# dlt & SQLMesh Runner

## Set Environment Vars

In [None]:
import os
os.environ["CREDENTIALS__AZURE_STORAGE_ACCOUNT_NAME"] = "onelake"
os.environ["CREDENTIALS__AZURE_ACCOUNT_HOST"] = "onelake.blob.fabric.microsoft.com"

### Load From KeyVault

In [None]:
import os

keyvault = "mattiasthalen-fabric"

credentials = [
    "CREDENTIALS__AZURE_TENANT_ID",
    "CREDENTIALS__AZURE_CLIENT_ID",
    "CREDENTIALS__AZURE_CLIENT_SECRET",
]

for credential in credentials:
    secret = credential.replace("_", "-")
    value = notebookutils.credentials.getSecret(f"https://{keyvault}.vault.azure.net/", secret)
    os.environ[credential] = value

    print(f"{credential} = {os.getenv(credential)}")

### Load From Workspace

In [None]:
import sempy.fabric as fabric
import os
import pandas as pd

state__item_name = "sqlmesh__state"
lakehouse__item_name = "landing_zone"

client = fabric.FabricRestClient()

# Get workspace id and items
workspace_id = fabric.get_workspace_id()
workspace__response = client.get(f"/v1/workspaces/{workspace_id}/items")
workspace__items = pd.json_normalize(workspace__response.json()['value'])

# Get state endpoint and database name
state__items = workspace__items[workspace__items["displayName"] == state__item_name]
state__item_id = state__items[state__items["type"] == "SQLDatabase"].iloc[0, 0]

state__response = client.get(f"/v1/workspaces/{workspace_id}/sqlDatabases/{state__item_id}")
state__json = state__response.json()
state__database = state__json["properties"]["databaseName"]
state__endpoint = state__json["properties"]["serverFqdn"].split(",")[0]

# Get warehouse endpoint
warehouse__endpoint = state__endpoint.replace(".database.", ".datawarehouse.")
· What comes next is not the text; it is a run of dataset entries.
PR #1188, opened 2025-11-09
fix: block SIGCHLD only on macOS

tonyfettes:
- Related issues:
  - https://github.com/moonbitlang/maria/issues/255
  - https://github.com/moonbitlang/moon/pull/1156
- PR kind: Bugfix

## Summary

We should only block sigchild on macOS - blocking it on Linux will cause moon test hangs when the test spawns child processes.

## Metadata


lynzrand:
aw shit, you're probably right.

PR #1192, opened 2025-11-10
[RR] Fix `moon bundle` behavior

lynzrand:
- Related issues: None 
- PR kind: Bugfix 

## Summary

The behavior of `moon bundle` is corrected to match the legacy one. Main things fixed:

- Fixed output directory of bundled `.core` from `target/<backend>/*.core` to `target/<backend>/<opt>/<action>/*.core`
- Fixed the action input to `moon bundle` from `Build` to `Bundle`.
- Fixed `bundle` to skip virtual packages (`moonbitlang/core/abort`) when bundling.

This should make installing the tool chain working with the new backned.

## Metadata


lynzrand:
Checked the behavior to be identical to legacy.

PR #1200, opened 2025-11-12
CD: remove deprecated macos-13 in cd.yml

illusory0x0:


lynzrand:
Thanks, that helps very much!

PR #1211, opened 2025-11-13
fix(rr): not check on third party blackbox test when `moon check`

Yu-zh:
- Related issues: None
- PR kind: Bugfix

## Summary

Currently when executing `moon check` in a module with third party dependency, it will also run `moonc check` on the third party's blackbox/whitebox tests, which leads to a test failure in `test_cases::test_specify_source_dir_with_deps`

## Metadata


lynzrand:
yeah i missed this on my last fix. thanks ;)

PR #1237, opened 2025-11-19
test(rr): add whitelist in failure test

Yu-zh:
- Related issues: None

## Summary

Added a whitelist for testcases that RR failed. These failures are not fatal so at the end when we switch to use RR by default, we can just promote these tests.

## Metadata


lynzrand:
maybe another file so editing is easier?

Yu-zh:
> maybe another file so editing is easier?

Done

xtask/src/test_rr_whitelist.rs
lynzrand, line 1: I actually might lean to using `include_str!` (https://doc.rust-lang.org/std/macro.include_str.html) for this, if you don't mind ;)

Yu-zh: Make sense. Just fixed.

lynzrand: lgtm

PR #1244, opened 2025-11-20
Fix package linkability detection

lynzrand:
- Related issues: None 
- PR kind: Bugfix 

## Summary

This PR fixes linking-related issues for RR, and passes `test_native_backend_*` (within error margins, wontfix).

- Fix linkable package condition to checking `pkg.link`'s specific fields against backend
- Fix `moon test --dry-run` to still print in tcc mode regardlessly
- Deduplicate C stubs within the same package (mainly bb/wb test vs. source)
- Fix shared C stub compilation input

Also:

- Fixed the logic regarding bin dependency target resolving `moon build-bin-dep`
- Cleaned up `calculate_user_intent` callback args.

## Things needing second thought

Might need a better way to filter the input nodes when loweing build plan to N2 build graph.

## Metadata


lynzrand:
seems like this broke other tests. looking into it.

lynzrand:
Yeah, I think this should fix it

Yu-zh (approved):

PR #1245, opened 2025-11-20
fix problem with `--`

Yu-zh:
- Related issues: None

## Summary

Fixed: `test_cases::target_backend::test_target_backend`

With this PR, when using `node` for executing JS file, it will not emit `--`. When using `moonrun` for executing wasm file, it will only emit `--` when there's argv to pass.

## Metadata

### DIFF
--- a/crates/moon/tests/test_cases/target_backend/mod.rs
+++ b/crates/moon/tests/test_cases/target_backend/mod.rs
@@ -68,7 +68,7 @@ fn test_target_backend() {
             moonc build-package ./lib/hello.mbt -o ./target/js/release/build/lib/lib.core -pkg hello/lib -pkg-sources hello/lib:./lib -target js -workspace-path .
             moonc build-package ./main/main.mbt -o ./target/js/release/build/main/main.core -pkg hello/main -is-main -i ./target/js/release/build/lib/lib.mi:lib -pkg-sources hello/main:./main -target js -workspace-path .
             moonc link-core ./target/js/release/build/lib/lib.core ./target/js/release/build/main/main.core -main hello/main -o ./target/js/release/build/main/main.js -pkg-config-path ./main/moon.pkg.json -pkg-sources hello/lib:./lib -pkg-sources hello/main:./main -target js
-            node ./target/js/release/build/main/main.js --
+            node ./target/js/release/build/main/main.js
         "#]],
     );
 }


crates/moon/src/run/runtime.rs
lynzrand, line 47: The original intention to add the `--` was to make the consumers of the function not needing to bother checking, and just directly append their args to this command. So, maybe we can just modify the legacy one instead?

crates/moon/src/cli/run.rs
```diff
@@ -474,7 +474,17 @@ fn get_run_cmd(
...
+        // Add separator for Wasm/WasmGC backends to separate moonrun args from program args
+        if matches!(
+            build_meta.target_backend,
+            moonbuild_rupes_recta::model::RunBackend::Wasm
+                | moonbuild_rupes_recta::model::RunBackend::WasmGC
+        ) {
+            cmd.command.arg("--");
+        }
+        cmd.command.args(argv);
+    }
```
lynzrand: -> see https://github.com/moonbitlang/moon/pull/1245/files#r2548414217, i would like to avoid the special case checking here

crates/moonbuild/src/dry_run.rs
```diff
@@ -98,15 +98,26 @@ pub fn print_run_commands(
...
+            } else if args.is_empty() {
                 watfile
+            } else {
+                format!("{watfile} {}", args.join(" "))
             };
-            if !args.is_empty() {
-                moonrun_command = format!("{moonrun_command} {}", args.join(" "));
-            }
 
             println!("{moonrun_command}");
```
lynzrand: Ideally it might be preferred to just join the args in a vec and use `shlex` for it? Don't know if it's worth the trouble

crates/moon/src/cli/run.rs
Yu-zh: so you mean keeping it as `moonrun xxx.wat --`?

lynzrand: yes, at least that's what I intended to do. feel free to have different ideas ;)

Yu-zh: I'm fine either way. I will just deal with `node` then.

lynzrand (approved):
lgtm

PR #1258, opened 2025-11-27
[RR] Implement single-file mode

lynzrand:
- Related issues: None 
- PR kind: feature 

## Summary

This PR implements `moon {check,test,run}`'s single file mode in RR.

To implement single file mode, I added:
- a separate single-file package relationship resolver (because single-file modes don't have a regular project structure)
- markers for single-file modules/packages

Everything beyond package resolving is the exact same pipeline as non-single-file mode.

Tests were edited to accommodate RR's new behaviors. 3 tests were marked as won't fix, all of which are caused by project layout changes in `moon run`. `moon check` and `moon test` are compatible without minor edits of test criteria.

- test_cases::test_moon_run_single_file_dry_run
- test_cases::value_tracing::test_tracing_value_for_single_file
- test_cases::value_tracing::test_tracing_value_for_single_file_dry_run

## Metadata

### DIFF
--- a/xtask/rr_wont_fix.txt
+++ b/xtask/rr_wont_fix.txt
@@ -33,3 +33,8 @@ test_cases::targets::test_many_targets
 # test order different
 test_cases::test_virtual_pkg
 
+# `moon run` single-file mode is too different from others
+# dry-run output and artifact layout is different
+test_cases::test_moon_run_single_file_dry_run
+test_cases::value_tracing::test_tracing_value_for_single_file
+test_cases::value_tracing::test_tracing_value_for_single_file_dry_run


lynzrand:
This PR marks the end of #802.

Yu-zh:
Running single file seems changed from using tcc to using cc. But I guess that's fine because it's single file and should not be super slow like testing.

Yu-zh (approved):

lynzrand:
> Running single file seems changed from using tcc to using cc. But I guess that's fine because it's single file and should not be super slow like testing.

this is a bug. allow me to verify and check it.

lynzrand:
`run` at that time defaulted to release mode. switched to debug mode and i think we're good to go.

bobzhang:
> Running single file seems changed from using tcc to using cc. But I guess that's fine because it's single file and should not be super slow like testing.

@Yu-zh My intuition is that even for a single file, cc instead of tcc could still cause significant delay

PR #1263, opened 2025-11-28
switch to RR backend by default

Yu-zh:
## Summary

This PR switched to RR backend by default. The legacy moon can be enabled by using `NEW_MOON=0`. The snapshot diffs seem to be more than expected.

### DIFF
--- a/crates/moon/tests/test_cases/fuzzy_matching.in/moon.test
+++ b/crates/moon/tests/test_cases/fuzzy_matching.in/moon.test
@@ -37,7 +37,7 @@
   $ moon test -p asdf --sort-input --no-parallelize
   Total tests: 0, passed: 0, failed: 0.
   
-  [33m WARN[0m no package found matching the given filters
+  [33m WARN[0m package `asdf` not found, make sure you have spelled it correctly, e.g. `moonbitlang/core/hashmap`(exact match) or `hashmap`(fuzzy match)
   Warning: no test entry found.
   
   $ moon test -p y -f asdf --sort-input --no-parallelize
--- a/crates/moon/src/cli/test.rs
+++ b/crates/moon/src/cli/test.rs
@@ -870,7 +870,10 @@ fn apply_list_of_filters(
         }
     } else {
         // No package matched
-        warn!("no package found matching the given filters");
+        warn!(
+            "package `{}` not found, make sure you have spelled it correctly, e.g. `moonbitlang/core/hashmap`(exact match) or `hashmap`(fuzzy match)",
+            package_filter.join(", ")
+        );
     }
     trace!("finished building package directive");
 


crates/moon/tests/test_cases/cond_comp.in/moon.test
```diff
@@ -14,12 +14,12 @@
   moonc link-core ./target/wasm-gc/release/build/lib/lib.core ./target/wasm-gc/release/build/main/main.core -main username/hello/main -o ./target/wasm-gc/release/build/main/main.wasm -pkg-config-path ./src/main/moon.pkg.json -pkg-sources username/hello/lib:./src/lib -pkg-sources username/hello/main:./src/main -target wasm-gc
   
   $ moon build --dry-run --target js --sort-input --nostd
-  moonc build-package ./src/lib/all.mbt ./src/lib/js_and_release.mbt ./src/lib/js_or_wasm.mbt ./src/lib/only_js.mbt ./src/lib/wasm_release_or_js_debug.mbt -o ./target/js/release/build/lib/lib.core -pkg username/hello/lib -pkg-sources username/hello/lib:./src/lib -target js -workspace-path .
```
lynzrand, line 17: I saw this in wonfix list. So this is because legacy implements conditional compilation wrong, is that true?

crates/moon/tests/test_cases/fuzzy_matching.in/moon.test
```diff
@@ -35,13 +35,8 @@
...
   $ moon test -p asdf --sort-input --no-parallelize
-  [255]
-  
-  error: package `asdf` not found, make sure you have spelled it correctly, e.g. `moonbitlang/core/hashmap`(exact match) or `hashmap`(fuzzy match)
-  
-  $ moon test -p y -f asdf --sort-input --no-parallelize
   Total tests: 0, passed: 0, failed: 0.
   
-  Warning: cannot find file `asdf` in package `username/hello/x/y`, `username/hello/y`, --file only support exact matching
+  [33m WARN[0m no package found matching the given filters
```
lynzrand: Do we need to update the message? This sounds like a regression

crates/moon/tests/test_cases/fuzzy_matching/mod.rs
```diff
@@ -19,3 +20,23 @@ fn test_fuzzy_matching() {
...
+            "-f",
+            "asdf",
+            "--sort-input",
+            "--no-parallelize",
+        ],
+    );
+    assert!(output.contains("error: Cannot filter by file or index when multiple packages are specified. Matched packages:"));
+    assert!(output.contains("username/hello/x/y"));
+    assert!(output.contains("username/hello/y"));
+}
```
lynzrand: This was changed to this because the order was inconsistent because it was using HashMap. Pushed BTreeMap to it, which should fix.

lynzrand:
If you consider it stable enough for everyday use, you can merge it. It's your project now ;)

crates/moon/tests/test_cases/fuzzy_matching.in/moon.test
Yu-zh: I will improve the warning message.

PR #1270, opened 2025-12-01
Simplify & fix warn-list

lynzrand:
- Related issues: None 
- PR kind: Bugfix 

## Summary

`moonc` has merged alert-list to warn-list, and `@*` only sets warninngs **that are currently open** to error. Thus, we can simplify the warn list behavior a lot.

Also: `test_import_all` is renamed, so this fails in main branch.

## Metadata


Yoorkin (approved):
LGTM

lynzrand:
Merging because CI is failing because of another ICE, and it was tested to be correct on yesterday's nightly.

PR #191, opened 2021-04-01
"added solution"

KseniaObertii:


src/main/java/core/basesyntax/FileWork.java
```diff
@@ -1,7 +1,32 @@
...
+import java.util.ArrayList;
+import java.util.Collections;
+
 public class FileWork {
+    private static final char SEARCHED_LETTER = 'w';
+    private static final String SEPARATOR = " ";
+
     public String[] readFromFile(String fileName) {
-        return null;
+        ArrayList<String> result = new ArrayList<>();
```
Resci, line 14: Use abstraction instead implementation where it possible
```suggestion
        List<String> result = new ArrayList<>();
```

Resci (changes requested):

Resci (approved):

PR #205, opened 2021-04-03
Hw5.1

Vlad-Andr:


src/main/java/core/basesyntax/FileWork.java
```diff
@@ -1,7 +1,61 @@
...
+
 public class FileWork {
+    private static final String SPECIFIED_CHARACTER = "w";
+    private static final String SPACE = "";
+    private static final String SPECIAL_CHARACTERS = "[,\\s\\-:\\?]";
+    private static final String ONLY_WORD_PATTERN = "[^a-z A-Z]";
+
     public String[] readFromFile(String fileName) {
-        return null;
+        StringBuilder stringBuilder = new StringBuilder();
```
RomanDubovskyi, line 18: let's try to simplify this solution - you don't need 3 loops, now for inside of while is enough. 
Inside while split your line with correct regex and and append lower cased version to the result.
After that you will just need to sort your words.

RomanDubovskyi, line 18: name your variables according to their purpose stringBuilder -> filteredWords or smt like this

src/main/java/core/basesyntax/FileWork.java
```diff
@@ -1,7 +1,61 @@
...
+
+        Arrays.sort(startWithW);
+        return startWithW;
+    }
+
+    private boolean startWithLetter(String word) {
+        return word.startsWith(SPECIFIED_CHARACTER);
+    }
+
+    private static String getOnlyWord(String str) {
```
RomanDubovskyi, line 56: we don't need these methods if we simplify the logic. 
P.S.
why is it static?

src/main/java/core/basesyntax/FileWork.java
```diff
@@ -1,7 +1,61 @@
...
+                value = bufferedReader.readLine();
+            }
+        } catch (FileNotFoundException e) {
+            throw new RuntimeException("File not found", e);
+        } catch (IOException e) {
+            throw new RuntimeException("Can't read from file", e);
+        }
+
+        String[] array = stringBuilder.toString().split(SPECIAL_CHARACTERS);
+        int k = 0;
```
RomanDubovskyi, line 32: k - we could use more informative naming here

RomanDubovskyi (changes requested):

src/main/java/core/basesyntax/FileWork.java
```diff
@@ -1,7 +1,51 @@
...
+                startWithW[i] = word;
+                i++;
+            }
+        }
+
+        Arrays.sort(startWithW);
+        return startWithW;
+    }
+
+    private boolean startWithLetter(String word) {
```
RomanDubovskyi, line 48: it's not worth to move single line to separate method if it's readable

src/main/java/core/basesyntax/FileWork.java
```diff
@@ -1,7 +1,51 @@
...
+    private static final String SPECIAL_CHARACTERS = "[,.\\s\\-:?!]";
+
     public String[] readFromFile(String fileName) {
-        return null;
+        StringBuilder filteredWords = new StringBuilder();
+        try (BufferedReader bufferedReader = new BufferedReader(new FileReader(fileName))) {
+            String value = bufferedReader.readLine();
+            while (value != null) {
+                filteredWords.append(value.toLowerCase()).append(System.lineSeparator());
+                value = bufferedReader.readLine();
```
RomanDubovskyi, line 19:
```suggestion
            String line = bufferedReader.readLine();
            while (line != null) {
               String[] words = line.toLowerCase().split("\\W+");
                for (String word : words) {
                    if (word.startsWith(SPECIFIED_CHARACTER)) {
                        targetWords.append(word).append(" ");
                    }
                line = bufferedReader.readLine();
```
this way you won't need two loops below, you can split strings by space and sort them

RomanDubovskyi (changes requested):

src/main/java/core/basesyntax/FileWork.java
```diff
@@ -1,7 +1,41 @@
...
+    private static final String SPACE = " ";
+    private static final String[] EMPTY_ARRAY = new String[0];
+
     public String[] readFromFile(String fileName) {
-        return null;
+        StringBuilder filteredWords = new StringBuilder();
+        try (BufferedReader bufferedReader = new BufferedReader(new FileReader(fileName))) {
+            String line = bufferedReader.readLine();
+            while (line != null) {
+                String[] words = line.toLowerCase().split("\\W+");
```
RomanDubovskyi, line 19: regex is better to move to constant, its' not as self explainable as empty arr

src/main/java/core/basesyntax/FileWork.java
```diff
@@ -1,7 +1,41 @@
...
+                line = bufferedReader.readLine();
+            }
+        } catch (FileNotFoundException e) {
+            throw new RuntimeException("File not found", e);
+        } catch (IOException e) {
+            throw new RuntimeException("Can't read from file", e);
+        }
+
+        if (filteredWords.length() > 0) {
+            String[] array = filteredWords.toString().split(SPACE);
```
RomanDubovskyi, line 34:
```suggestion
            String[] array = filteredWords.toString().split(" ");
```
your code should be consistent - if you don't use constant in your for loop, then don't use it know.

src/main/java/core/basesyntax/FileWork.java
```diff
@@ -1,7 +1,41 @@
...
+            Arrays.sort(array);
+            return array;
+        } else {
+            return EMPTY_ARRAY;
```
RomanDubovskyi, line 38:
```suggestion
            return array;
        } 
            return EMPTY_ARRAY;
```
we don't need else block after return in if

RomanDubovskyi (changes requested):

RomanDubovskyi (approved):

PR #218, opened 2021-04-04
home-work done

Aalderaan:


src/main/java/core/basesyntax/FileWork.java
```diff
@@ -1,7 +1,50 @@
...
+            String value = reader.readLine();
+            while (value != null) {
+                stringBuilder.append(value).append(" ");
+                value = reader.readLine();
+            }
+        } catch (IOException e) {
+            throw new RuntimeException("Can't read the file...");
+        }
+
+        int count = 0;
```
RomanDubovskyi, line 28: int cout  is redundant, add words to string builder or arraylist and than you will have its size to know if there are any words that match the requirements

src/main/java/core/basesyntax/FileWork.java
```diff
@@ -1,7 +1,50 @@
...
+        String[] arrayOfWords = stringBuilder.toString().toLowerCase()
+                .replaceAll("[^a-z ^A-Z]", "").split(" ");
```
RomanDubovskyi, line 30: is you split with the correct regex replaceAll is redundant

src/main/java/core/basesyntax/FileWork.java
```diff
@@ -1,7 +1,50 @@
...
+
     public String[] readFromFile(String fileName) {
-        return null;
+
+        File file = new File(fileName);
+        StringBuilder stringBuilder = new StringBuilder();
+
+        try {
+            BufferedReader reader = new BufferedReader(new FileReader(file));
+            String value = reader.readLine();
```
RomanDubovskyi, line 19:
```suggestion
            String line = reader.readLine();
```

src/main/java/core/basesyntax/FileWork.java
```diff
@@ -1,7 +1,50 @@
...
+            while (value != null) {
+                stringBuilder.append(value).append(" ");
```
RomanDubovskyi, line 21: you can split the line inside of the loop and filter words here, so you will need only to sort words outside

RomanDubovskyi (changes requested):

src/main/java/core/basesyntax/FileWork.java
```diff
@@ -1,7 +1,32 @@
...
+    private static final char SPECIFIED_CHARACTER = 'w';
+
     public String[] readFromFile(String fileName) {
-        return null;
+        List<String> listOfWords = new ArrayList<>();
+        try {
+            BufferedReader reader = new BufferedReader(new FileReader(fileName));
+            String line = reader.readLine();
+            while (line != null) {
+                for (String word : line.split(" ")) {
```
RomanDubovskyi, line 19:
```suggestion
                for (String word : line.toLowerCase().split("\\W+")) {
```
this way you can avoid calling toLowercase twice and  replaceAll()

src/main/java/core/basesyntax/FileWork.java
```diff
@@ -1,7 +1,32 @@
...
+                    if (word.toLowerCase().charAt(0) == SPECIFIED_CHARACTER) {
```
RomanDubovskyi, line 20: let's use startsWith

RomanDubovskyi (changes requested):
this mistakes is not fixed yet, close your resources when reading from files 
image

src/main/java/core/basesyntax/FileWork.java
Aalderaan: Roman, Do I need to put finally and close() even if try with resources is autocloseable?

Aalderaan: Sorry, it wasn't "try with recourses"... Now it is.

RomanDubovskyi: if you use try with resourcec you don't need to close resources in finally, that's the beauty of it 🙂

src/main/java/core/basesyntax/FileWork.java
```diff
@@ -1,7 +1,31 @@
...
 public class FileWork {
+    private static final String SPECIFIED_CHARACTER = "w";
+
     public String[] readFromFile(String fileName) {
-        return null;
+        List<String> listOfWords = new ArrayList<>();
+        try (BufferedReader reader = new BufferedReader(new FileReader(fileName))) {
+            String line = reader.readLine();
+            while (line != null) {
+                for (String word : line.toLowerCase().split("\\W+")) {
```
RomanDubovskyi, line 18: Ideally it's better to declare regex as constant as well

src/main/java/core/basesyntax/FileWork.java
```diff
@@ -1,7 +1,31 @@
...
+                    if (word.startsWith(SPECIFIED_CHARACTER)) {
+                        listOfWords.add(word.replaceAll("\\p{P}", ""));
+                    }
+                }
+                line = reader.readLine();
+            }
+        } catch (IOException e) {
+            throw new RuntimeException("Can't read the file...");
```
RomanDubovskyi, line 26:
```suggestion
            throw new RuntimeException("Can't read the file...", e);
```

RomanDubovskyi (approved):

# Get lakehouse abfss path
lakehouse__items = workspace__items[workspace__items["displayName"] == lakehouse__item_name]
lakehouse__item_id = lakehouse__items[lakehouse__items["type"] == "Lakehouse"].iloc[0, 0]
bucket_url = f"abfss://{workspace_id}@onelake.dfs.fabric.microsoft.com/{lakehouse__item_id}/Tables"

# Set env vars
vars = {
    "FABRIC__WORKSPACE_ID": workspace_id,
    "FABRIC__WAREHOUSE_ENDPOINT": warehouse__endpoint,
    "FABRIC__STATE_ENDPOINT": state__endpoint,
    "FABRIC__STATE_DATABASE": state__database,
    "DESTINATION__BUCKET_URL": bucket_url,
}

for name, value in vars.items():
    if not value:
        print(f"Null value for {name}")
    
    if value:
        os.environ[name] = value
        print(f"{name} = {os.getenv(name)}")

## Run Project

In [None]:
def run_commands(commands, log_path):
    import subprocess, tempfile
    import datetime
    import time

    # Create timestamp-based log file name to avoid conflicts and enable chronological sorting
    # UTC ensures consistent timestamps regardless of local timezone
    timestamp = datetime.datetime.utcnow().strftime("%Y%m%d_%H%M%S")
    log_file = f"commands__{timestamp}.log"
    full_log_path = f"{log_path}/{log_file}"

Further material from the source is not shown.